Alle Geschäfte die mit dem Gesellschaftszweck in Einklang stehen, sind möglich. Alle anderen Geschäfte sind auch möglich, führen aber zu Haftungsansprüchen von Gläubigern und Aktionären gegenüber der Gesellschaft (anfechtbare gesellschaftszweckwidrige Geschäfte). Rechtswidrig sind natürlich illegale Geschäfte (Drogengeschäfte, etc).
Sacheinlagegründung
In diesem Fall werden Sachwerte in eine Gesellschaft eingebracht, anstelle von Geld oder zusätzlich zu Geld. In einem solchen Fall muss dieser Sacheinlagevertrag von einem Revisor geprüft werden. Er bestätigt die Konformität der Sacheinlage. Im Anschluss daran wird die Gesellschaft gegründet und die Sachwerte gehören der Gesellschaft, anstelle von Bargeld.
Problematisch wird diese Gründung, wenn die Sacheinlagen nicht werthaltig sind und später zu einem Konkurs führen. In diesem Fall kann die Gründerhaftung von Verwaltungsrat und Revisor zum Tragen kommen.
Beabsichtigte Verträge mit Kapitaleignern
Wenn geplant ist, dass Verträge mit nahestehenden Personen abzuschliessen sind, so unterliegen auch diese der Prüfung durch einen Revisor.

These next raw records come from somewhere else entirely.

PR #5165, opened 2016-04-04
Remove goog.addSingletonGetter function

fredj:
See #4128

### DIFF
--- a/src/ol/style/icon.js
+++ b/src/ol/style/icon.js
@@ -1,7 +1,7 @@
 goog.provide('ol.style.Icon');
 goog.provide('ol.style.IconAnchorUnits');
-goog.provide('ol.style.IconImageCache');
 goog.provide('ol.style.IconOrigin');
+goog.provide('ol.style.iconImageCache');
 
 goog.require('ol.events');
 goog.require('ol.events.EventTarget');
@@ -458,7 +458,7 @@ ol.inherits(ol.style.IconImage_, ol.events.EventTarget);
  */
 ol.style.IconImage_.get = function(image, src, size, crossOrigin, imageState,
                                    color) {
-  var iconImageCache = ol.style.IconImageCache.getInstance();
+  var iconImageCache = ol.style.iconImageCache;
   var iconImage = iconImageCache.get(src, crossOrigin, color);
   if (!iconImage) {
     iconImage = new ol.style.IconImage_(
@@ -638,6 +638,7 @@ ol.style.IconImage_.prototype.unlistenImage_ = function() {
 
 /**
  * @constructor
+ * @private
  */
 ol.style.IconImageCache = function() {
 
@@ -660,7 +661,6 @@ ol.style.IconImageCache = function() {
    */
   this.maxCacheSize_ = 32;
 };
-goog.addSingletonGetter(ol.style.IconImageCache);
 
 
 /**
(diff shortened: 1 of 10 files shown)


src/ol/objectutil.js
```diff
@@ -68,3 +68,21 @@ ol.object.isEmpty = function(object) {
   }
   return !property;
 };
+
+
+/**
+ * Adds a {@code getInstance} static method that always returns the same
```
tschaub: Elsewhere we use markdown (backtick) for code formatting.

fredj: good catch, fixed

tschaub:
In all cases where `ol.foo.Boo.getInstance()` is called, I think it would be clearer to instead access `ol.foo.bar`.  And in these cases, we never explicitly call `new ol.foo.Bar()`.

In other words, rather than copying the Closure Library style here, I think it would be nicer to get rid of this convention altogether.  So instead of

Wenn als Beispiel ein Unternehmer eine Kapitalgesellschaft gründet und er der Gesellschaft einige Aktiven seiner Einzelunternehmung an die Kapitalgesellschaft verkaufen möchte, so ist dieser Vertrag durch einen Revisor zu prüfen. Er muss analysieren, ob die Konditionen fair und marktüblich sind. Auch hier sind der Gründer und der Revisor haftbar im Fall, dass sich die Werthaltigkeit drastisch vermindern würde. Damit soll der Glauben in die Gründung und das Bestehen des Kapitals geschützt werden.
Kapitalbeschaffung des Aktionärs
In vielen Fällen müssen die Aktionäre sich ihr Kapital zur Gründung der Gesellschaft zusammenkratzen. Darlehen von Verwandten, Steuerausstände, Kleinkredite, etc. kumulieren sich. Wie der Aktionär oder Gesellschafter dasteht, spielt bei der Gründung der Gesellschaft keine Rolle, solange das Kapital der Gesellschaft zur Verfügung steht. Eine gesetzliche Vorschrift, wonach ein Gründer mindestens das Gesellschaftskapital als Vermögen besitzen muss, existiert nicht.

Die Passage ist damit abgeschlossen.